Try it:
From the material below, copy out each line with the word "compound" in it.

Supplied records:
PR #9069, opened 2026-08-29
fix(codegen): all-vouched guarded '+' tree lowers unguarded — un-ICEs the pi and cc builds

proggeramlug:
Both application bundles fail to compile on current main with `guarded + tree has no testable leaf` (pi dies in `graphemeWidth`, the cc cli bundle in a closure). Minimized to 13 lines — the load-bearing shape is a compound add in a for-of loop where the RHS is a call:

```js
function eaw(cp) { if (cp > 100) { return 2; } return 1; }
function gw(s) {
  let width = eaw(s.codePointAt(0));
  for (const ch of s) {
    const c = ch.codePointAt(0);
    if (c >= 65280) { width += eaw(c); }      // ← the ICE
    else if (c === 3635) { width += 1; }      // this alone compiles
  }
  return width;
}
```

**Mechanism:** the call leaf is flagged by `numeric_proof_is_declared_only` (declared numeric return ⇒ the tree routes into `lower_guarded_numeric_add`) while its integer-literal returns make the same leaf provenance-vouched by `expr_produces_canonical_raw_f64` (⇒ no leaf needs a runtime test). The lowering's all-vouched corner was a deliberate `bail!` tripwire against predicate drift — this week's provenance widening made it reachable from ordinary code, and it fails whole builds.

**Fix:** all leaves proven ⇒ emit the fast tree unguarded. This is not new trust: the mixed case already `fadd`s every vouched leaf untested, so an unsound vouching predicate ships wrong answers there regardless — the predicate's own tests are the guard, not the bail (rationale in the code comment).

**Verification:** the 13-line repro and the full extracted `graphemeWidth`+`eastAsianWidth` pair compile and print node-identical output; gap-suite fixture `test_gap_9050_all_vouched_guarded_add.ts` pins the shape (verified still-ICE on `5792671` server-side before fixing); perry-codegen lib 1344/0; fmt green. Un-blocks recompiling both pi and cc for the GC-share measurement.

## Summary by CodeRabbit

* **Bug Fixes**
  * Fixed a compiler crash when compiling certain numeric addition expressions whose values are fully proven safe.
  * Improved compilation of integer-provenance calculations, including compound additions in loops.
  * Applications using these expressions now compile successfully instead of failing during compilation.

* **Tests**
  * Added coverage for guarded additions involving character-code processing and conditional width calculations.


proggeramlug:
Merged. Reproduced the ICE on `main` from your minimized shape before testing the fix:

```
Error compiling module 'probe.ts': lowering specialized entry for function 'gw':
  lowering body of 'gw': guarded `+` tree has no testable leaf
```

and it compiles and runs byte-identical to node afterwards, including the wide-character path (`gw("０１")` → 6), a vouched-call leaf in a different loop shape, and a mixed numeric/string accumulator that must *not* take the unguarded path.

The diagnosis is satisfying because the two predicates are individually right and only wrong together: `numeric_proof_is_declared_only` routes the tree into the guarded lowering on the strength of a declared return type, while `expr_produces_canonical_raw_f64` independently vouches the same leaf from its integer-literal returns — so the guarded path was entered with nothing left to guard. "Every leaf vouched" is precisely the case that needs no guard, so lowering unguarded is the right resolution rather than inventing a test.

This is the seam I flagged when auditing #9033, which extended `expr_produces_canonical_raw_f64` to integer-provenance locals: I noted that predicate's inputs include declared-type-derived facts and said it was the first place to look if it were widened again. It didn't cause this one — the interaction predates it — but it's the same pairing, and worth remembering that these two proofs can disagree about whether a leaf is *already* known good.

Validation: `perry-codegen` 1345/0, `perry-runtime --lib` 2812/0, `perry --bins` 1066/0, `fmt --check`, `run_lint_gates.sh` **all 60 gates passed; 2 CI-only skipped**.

Answer to this exercise:
Both application bundles fail to compile on current main with `guarded + tree has no testable leaf` (pi dies in `graphemeWidth`, the cc cli bundle in a closure). Minimized to 13 lines — the load-bearing shape is a compound add in a for-of loop where the RHS is a call:
  * Improved compilation of integer-provenance calculations, including compound additions in loops.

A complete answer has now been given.